Pull each line containing "FileUtils" out of the data and copy it.
+ + + + +
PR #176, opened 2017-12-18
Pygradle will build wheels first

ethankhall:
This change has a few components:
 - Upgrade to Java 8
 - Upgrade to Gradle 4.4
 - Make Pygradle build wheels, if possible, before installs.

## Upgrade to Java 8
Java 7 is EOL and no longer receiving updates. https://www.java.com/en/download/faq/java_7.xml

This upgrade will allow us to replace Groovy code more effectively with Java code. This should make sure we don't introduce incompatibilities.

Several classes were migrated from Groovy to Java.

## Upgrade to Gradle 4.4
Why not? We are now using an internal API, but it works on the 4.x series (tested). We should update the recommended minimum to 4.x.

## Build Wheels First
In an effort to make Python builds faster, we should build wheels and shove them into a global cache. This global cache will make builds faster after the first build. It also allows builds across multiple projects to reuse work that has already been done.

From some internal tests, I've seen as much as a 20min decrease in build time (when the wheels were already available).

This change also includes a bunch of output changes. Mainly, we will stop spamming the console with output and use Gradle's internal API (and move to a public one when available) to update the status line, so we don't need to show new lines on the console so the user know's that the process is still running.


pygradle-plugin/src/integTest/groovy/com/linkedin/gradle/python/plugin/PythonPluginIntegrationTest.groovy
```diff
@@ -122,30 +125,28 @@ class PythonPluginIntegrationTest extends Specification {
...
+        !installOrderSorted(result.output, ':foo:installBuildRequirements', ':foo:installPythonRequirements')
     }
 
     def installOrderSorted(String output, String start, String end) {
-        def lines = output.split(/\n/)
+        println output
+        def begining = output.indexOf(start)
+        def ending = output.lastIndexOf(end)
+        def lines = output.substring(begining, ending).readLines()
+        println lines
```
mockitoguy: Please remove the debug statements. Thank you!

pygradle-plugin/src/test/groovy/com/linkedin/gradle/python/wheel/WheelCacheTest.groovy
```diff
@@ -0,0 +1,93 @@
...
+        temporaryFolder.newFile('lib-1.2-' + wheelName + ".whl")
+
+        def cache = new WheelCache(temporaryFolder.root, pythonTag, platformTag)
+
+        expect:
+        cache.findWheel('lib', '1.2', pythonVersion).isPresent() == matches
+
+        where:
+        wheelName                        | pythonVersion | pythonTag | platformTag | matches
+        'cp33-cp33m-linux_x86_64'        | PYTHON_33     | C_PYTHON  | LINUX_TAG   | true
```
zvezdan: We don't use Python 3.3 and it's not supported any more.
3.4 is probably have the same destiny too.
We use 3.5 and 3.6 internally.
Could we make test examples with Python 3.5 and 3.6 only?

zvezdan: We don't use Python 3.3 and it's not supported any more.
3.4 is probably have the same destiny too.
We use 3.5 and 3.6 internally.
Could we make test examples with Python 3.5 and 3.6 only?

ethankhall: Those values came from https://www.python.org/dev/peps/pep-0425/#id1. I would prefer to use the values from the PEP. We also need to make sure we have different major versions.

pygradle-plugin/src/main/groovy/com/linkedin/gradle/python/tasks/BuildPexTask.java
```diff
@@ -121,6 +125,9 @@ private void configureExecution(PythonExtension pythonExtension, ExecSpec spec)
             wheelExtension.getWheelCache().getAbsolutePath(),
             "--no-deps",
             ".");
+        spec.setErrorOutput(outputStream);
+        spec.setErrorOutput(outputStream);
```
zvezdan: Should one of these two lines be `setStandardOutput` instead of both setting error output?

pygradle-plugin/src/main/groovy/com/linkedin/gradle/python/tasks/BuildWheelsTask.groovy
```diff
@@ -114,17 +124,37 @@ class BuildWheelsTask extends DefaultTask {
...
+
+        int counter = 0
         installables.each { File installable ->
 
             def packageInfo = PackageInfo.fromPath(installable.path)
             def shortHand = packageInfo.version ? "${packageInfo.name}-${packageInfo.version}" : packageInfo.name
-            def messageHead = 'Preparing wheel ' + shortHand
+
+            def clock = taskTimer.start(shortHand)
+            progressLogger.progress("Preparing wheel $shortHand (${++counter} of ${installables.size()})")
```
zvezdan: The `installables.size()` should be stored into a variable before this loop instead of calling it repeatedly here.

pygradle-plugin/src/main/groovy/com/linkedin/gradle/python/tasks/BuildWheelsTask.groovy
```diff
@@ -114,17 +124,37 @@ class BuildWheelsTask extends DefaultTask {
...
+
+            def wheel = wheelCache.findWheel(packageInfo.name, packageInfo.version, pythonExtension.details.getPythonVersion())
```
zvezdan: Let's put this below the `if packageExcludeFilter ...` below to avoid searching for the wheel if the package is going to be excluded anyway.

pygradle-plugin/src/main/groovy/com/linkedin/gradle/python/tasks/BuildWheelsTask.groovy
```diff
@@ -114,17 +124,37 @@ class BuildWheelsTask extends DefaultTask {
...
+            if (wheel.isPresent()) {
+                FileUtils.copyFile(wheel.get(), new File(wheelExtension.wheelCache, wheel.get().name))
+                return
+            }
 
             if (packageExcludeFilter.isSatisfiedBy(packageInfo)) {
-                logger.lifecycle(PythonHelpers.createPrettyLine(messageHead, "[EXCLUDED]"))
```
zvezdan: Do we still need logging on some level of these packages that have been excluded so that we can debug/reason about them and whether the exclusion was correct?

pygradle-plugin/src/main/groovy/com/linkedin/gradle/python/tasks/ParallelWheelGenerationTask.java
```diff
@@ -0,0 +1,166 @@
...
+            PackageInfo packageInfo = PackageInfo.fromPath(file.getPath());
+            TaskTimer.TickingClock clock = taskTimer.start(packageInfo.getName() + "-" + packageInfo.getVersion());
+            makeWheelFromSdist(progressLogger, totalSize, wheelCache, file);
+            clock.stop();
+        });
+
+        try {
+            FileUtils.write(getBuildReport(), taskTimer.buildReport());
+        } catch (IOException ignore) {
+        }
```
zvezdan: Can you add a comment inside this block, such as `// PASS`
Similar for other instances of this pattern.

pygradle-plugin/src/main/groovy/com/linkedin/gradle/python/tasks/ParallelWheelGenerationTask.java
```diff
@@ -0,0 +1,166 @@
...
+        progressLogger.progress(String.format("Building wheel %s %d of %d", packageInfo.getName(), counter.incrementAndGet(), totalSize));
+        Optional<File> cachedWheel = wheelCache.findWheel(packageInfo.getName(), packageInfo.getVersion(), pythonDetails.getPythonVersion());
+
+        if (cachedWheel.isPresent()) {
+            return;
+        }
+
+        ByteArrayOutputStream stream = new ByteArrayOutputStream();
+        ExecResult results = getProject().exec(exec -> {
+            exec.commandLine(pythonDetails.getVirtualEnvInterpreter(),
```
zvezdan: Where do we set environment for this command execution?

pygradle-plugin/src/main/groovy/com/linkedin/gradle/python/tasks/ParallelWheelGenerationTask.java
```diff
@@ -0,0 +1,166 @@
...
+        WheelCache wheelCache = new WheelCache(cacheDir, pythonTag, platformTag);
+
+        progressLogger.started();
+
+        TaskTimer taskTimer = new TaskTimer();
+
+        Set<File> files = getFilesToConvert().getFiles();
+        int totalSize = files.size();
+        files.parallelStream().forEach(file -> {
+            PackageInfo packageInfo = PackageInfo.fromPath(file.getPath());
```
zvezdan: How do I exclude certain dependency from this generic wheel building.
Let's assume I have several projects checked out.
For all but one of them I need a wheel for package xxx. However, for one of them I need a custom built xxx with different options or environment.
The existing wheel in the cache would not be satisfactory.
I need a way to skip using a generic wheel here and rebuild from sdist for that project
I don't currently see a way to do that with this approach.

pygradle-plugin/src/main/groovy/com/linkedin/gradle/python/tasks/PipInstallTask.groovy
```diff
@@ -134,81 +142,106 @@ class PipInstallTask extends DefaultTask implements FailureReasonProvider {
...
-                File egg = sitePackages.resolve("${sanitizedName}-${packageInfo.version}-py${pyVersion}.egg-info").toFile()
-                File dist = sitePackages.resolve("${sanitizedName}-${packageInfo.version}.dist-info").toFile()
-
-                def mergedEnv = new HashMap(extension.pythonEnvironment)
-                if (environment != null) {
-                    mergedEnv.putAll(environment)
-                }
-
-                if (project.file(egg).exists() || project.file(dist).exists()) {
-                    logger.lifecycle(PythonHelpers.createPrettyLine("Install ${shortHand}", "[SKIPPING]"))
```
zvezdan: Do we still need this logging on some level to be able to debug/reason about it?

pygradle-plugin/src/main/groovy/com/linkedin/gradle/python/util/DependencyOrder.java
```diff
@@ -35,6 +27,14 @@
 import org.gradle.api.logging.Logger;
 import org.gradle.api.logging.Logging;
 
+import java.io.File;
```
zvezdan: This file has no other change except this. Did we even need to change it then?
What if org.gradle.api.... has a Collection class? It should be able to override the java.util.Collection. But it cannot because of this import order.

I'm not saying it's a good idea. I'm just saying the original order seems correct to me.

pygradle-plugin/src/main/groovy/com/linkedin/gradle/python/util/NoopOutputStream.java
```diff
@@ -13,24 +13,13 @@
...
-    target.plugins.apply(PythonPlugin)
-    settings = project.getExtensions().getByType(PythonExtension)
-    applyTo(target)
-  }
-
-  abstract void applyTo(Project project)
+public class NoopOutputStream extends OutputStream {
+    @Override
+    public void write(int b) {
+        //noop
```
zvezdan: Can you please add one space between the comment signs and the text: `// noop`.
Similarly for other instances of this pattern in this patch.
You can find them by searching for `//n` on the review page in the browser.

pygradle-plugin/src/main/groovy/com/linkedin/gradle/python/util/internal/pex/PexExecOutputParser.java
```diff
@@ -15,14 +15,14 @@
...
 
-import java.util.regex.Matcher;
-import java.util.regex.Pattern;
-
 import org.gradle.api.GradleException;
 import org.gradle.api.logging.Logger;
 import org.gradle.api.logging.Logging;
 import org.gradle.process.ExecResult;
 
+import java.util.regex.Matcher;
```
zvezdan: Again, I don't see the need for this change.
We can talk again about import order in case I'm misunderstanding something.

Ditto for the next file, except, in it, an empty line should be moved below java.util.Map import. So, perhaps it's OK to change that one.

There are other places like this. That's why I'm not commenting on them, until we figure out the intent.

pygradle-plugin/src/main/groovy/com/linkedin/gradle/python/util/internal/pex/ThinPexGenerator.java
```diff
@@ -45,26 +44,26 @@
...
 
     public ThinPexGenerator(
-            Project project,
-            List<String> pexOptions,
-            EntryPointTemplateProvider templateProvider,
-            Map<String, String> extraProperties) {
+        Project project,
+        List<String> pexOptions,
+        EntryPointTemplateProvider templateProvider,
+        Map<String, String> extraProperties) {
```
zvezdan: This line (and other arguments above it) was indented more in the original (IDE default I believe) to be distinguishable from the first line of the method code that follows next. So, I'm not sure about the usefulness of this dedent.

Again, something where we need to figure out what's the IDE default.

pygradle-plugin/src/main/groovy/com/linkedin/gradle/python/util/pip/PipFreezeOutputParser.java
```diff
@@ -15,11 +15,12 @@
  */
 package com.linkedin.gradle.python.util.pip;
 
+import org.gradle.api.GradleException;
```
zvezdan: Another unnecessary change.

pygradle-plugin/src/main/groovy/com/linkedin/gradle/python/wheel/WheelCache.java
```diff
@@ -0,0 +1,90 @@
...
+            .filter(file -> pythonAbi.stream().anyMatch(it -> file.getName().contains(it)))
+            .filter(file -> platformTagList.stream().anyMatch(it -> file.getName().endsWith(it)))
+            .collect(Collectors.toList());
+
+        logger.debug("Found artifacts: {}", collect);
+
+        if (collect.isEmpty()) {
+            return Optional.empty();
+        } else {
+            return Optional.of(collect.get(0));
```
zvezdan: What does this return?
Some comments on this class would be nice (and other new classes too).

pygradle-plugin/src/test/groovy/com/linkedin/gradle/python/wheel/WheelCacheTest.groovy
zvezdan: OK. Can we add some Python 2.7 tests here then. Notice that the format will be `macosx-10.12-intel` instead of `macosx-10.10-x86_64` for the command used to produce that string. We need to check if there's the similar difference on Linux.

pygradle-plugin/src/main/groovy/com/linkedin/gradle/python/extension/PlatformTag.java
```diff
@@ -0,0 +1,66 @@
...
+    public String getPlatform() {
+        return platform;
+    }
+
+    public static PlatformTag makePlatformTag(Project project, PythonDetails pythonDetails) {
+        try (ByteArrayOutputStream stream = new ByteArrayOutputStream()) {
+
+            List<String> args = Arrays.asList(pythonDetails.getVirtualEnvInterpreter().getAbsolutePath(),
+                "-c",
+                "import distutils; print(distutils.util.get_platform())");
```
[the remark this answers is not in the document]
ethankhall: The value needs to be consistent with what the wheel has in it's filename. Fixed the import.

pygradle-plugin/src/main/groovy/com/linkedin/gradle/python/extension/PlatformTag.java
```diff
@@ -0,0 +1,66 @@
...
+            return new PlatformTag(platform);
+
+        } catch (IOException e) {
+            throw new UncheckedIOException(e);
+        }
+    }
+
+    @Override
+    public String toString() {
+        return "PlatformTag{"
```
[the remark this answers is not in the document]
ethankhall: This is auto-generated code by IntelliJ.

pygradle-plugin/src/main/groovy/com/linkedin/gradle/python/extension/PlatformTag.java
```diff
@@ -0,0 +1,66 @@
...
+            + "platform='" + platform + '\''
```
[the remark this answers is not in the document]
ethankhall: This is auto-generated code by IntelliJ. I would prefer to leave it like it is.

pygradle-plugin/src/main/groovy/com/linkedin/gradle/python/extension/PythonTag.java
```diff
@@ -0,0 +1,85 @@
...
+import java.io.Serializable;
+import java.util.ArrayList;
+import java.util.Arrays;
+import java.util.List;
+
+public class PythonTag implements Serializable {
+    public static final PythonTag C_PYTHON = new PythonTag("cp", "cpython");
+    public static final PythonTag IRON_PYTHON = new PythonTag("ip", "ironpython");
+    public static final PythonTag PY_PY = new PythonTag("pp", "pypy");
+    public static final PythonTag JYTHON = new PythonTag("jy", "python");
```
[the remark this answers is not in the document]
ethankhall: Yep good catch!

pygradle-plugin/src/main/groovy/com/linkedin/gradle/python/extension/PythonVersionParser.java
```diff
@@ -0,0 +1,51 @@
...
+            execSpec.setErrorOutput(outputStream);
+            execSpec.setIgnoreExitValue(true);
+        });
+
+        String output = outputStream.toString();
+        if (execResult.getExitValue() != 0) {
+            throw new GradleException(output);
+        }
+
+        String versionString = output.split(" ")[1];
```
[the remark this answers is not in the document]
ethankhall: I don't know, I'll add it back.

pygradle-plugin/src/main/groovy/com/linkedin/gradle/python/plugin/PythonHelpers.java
+ + + + +
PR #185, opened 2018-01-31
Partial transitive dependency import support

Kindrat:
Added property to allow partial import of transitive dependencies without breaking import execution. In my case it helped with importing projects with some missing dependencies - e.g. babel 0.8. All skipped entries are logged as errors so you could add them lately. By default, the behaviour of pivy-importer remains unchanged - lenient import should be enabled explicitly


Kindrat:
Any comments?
+ + + + +
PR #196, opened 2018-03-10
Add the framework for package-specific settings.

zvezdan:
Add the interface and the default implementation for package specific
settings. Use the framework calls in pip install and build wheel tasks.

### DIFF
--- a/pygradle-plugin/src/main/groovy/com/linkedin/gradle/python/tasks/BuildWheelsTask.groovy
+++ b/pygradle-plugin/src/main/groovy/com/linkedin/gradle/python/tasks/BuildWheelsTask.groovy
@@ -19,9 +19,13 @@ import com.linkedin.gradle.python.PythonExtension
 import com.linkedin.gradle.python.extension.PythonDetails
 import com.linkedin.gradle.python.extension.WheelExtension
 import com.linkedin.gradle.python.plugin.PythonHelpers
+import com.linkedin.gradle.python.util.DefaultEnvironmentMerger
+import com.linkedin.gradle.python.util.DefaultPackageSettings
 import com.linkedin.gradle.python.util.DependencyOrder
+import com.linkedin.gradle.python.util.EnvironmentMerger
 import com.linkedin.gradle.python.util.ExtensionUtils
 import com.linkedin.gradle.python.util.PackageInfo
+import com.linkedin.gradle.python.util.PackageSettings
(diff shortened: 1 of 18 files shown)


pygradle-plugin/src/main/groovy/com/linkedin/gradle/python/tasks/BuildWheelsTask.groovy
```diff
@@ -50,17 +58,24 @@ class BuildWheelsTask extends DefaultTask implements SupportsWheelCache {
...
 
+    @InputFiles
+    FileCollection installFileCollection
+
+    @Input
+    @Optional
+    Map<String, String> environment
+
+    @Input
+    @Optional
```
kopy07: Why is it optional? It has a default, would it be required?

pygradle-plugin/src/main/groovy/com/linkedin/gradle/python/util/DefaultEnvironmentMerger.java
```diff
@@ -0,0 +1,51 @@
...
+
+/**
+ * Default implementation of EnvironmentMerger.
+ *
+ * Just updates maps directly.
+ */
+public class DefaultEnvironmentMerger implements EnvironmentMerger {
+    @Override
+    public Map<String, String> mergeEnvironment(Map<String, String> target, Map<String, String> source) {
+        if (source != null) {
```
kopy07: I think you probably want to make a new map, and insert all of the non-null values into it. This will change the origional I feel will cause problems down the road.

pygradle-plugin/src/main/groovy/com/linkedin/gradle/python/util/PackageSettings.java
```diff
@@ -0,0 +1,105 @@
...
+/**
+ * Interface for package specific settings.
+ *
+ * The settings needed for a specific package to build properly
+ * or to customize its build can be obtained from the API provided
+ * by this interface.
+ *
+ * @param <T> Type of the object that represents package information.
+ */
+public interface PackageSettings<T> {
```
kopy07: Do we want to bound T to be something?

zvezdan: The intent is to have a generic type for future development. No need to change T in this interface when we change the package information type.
+ + + + +
▸ **Exercise output**
+                FileUtils.copyFile(wheel.get(), new File(wheelExtension.wheelCache, wheel.get().name))
+            FileUtils.write(getBuildReport(), taskTimer.buildReport());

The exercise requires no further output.